Work to complete> Only lines with the word "overhaul" belong in the answer; copy them from the records below.
━━━━━ Study material
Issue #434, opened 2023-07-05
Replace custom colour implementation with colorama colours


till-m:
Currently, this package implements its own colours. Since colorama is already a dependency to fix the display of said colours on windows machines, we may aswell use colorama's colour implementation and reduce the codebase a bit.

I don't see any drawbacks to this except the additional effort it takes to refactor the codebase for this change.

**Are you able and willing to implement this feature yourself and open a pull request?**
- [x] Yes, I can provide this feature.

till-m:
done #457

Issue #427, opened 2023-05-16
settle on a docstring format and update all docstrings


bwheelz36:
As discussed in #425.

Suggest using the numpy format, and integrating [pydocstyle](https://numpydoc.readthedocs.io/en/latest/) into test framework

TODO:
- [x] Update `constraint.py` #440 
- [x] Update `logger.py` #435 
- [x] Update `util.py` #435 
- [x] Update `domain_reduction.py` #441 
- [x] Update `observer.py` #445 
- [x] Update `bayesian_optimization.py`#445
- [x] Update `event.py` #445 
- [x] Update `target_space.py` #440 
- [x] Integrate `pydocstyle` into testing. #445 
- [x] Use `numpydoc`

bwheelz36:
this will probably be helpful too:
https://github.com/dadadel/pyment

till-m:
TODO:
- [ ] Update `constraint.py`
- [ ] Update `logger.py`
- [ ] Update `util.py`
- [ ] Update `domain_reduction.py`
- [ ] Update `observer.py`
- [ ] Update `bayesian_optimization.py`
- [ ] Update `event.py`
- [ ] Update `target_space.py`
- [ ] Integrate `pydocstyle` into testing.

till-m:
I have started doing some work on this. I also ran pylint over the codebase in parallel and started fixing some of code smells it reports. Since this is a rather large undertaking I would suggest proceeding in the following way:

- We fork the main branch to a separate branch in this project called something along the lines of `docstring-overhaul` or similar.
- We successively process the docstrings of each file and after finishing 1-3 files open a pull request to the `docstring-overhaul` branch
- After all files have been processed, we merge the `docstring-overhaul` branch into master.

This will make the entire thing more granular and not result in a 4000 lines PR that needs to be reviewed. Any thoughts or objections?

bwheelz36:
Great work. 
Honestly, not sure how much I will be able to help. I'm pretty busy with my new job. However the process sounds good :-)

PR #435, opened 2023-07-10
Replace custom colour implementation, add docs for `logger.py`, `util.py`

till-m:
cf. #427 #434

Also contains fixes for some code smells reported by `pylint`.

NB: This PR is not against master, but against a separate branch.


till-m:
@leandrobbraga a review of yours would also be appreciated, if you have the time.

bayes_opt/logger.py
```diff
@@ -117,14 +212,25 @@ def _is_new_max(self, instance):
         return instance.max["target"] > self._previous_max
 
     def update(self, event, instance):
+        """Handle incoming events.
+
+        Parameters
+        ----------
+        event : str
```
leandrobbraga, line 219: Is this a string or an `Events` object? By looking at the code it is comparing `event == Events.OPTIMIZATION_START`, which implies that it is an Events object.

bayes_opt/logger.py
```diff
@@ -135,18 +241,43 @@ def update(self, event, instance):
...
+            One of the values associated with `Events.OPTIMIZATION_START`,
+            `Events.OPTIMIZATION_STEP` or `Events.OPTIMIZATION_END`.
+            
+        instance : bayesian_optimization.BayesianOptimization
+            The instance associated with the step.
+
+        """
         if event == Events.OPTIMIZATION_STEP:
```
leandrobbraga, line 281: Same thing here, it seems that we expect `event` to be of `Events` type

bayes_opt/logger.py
━━━━━━━━━━
Written answer>
- We fork the main branch to a separate branch in this project called something along the lines of `docstring-overhaul` or similar.
- We successively process the docstrings of each file and after finishing 1-3 files open a pull request to the `docstring-overhaul` branch
- After all files have been processed, we merge the `docstring-overhaul` branch into master.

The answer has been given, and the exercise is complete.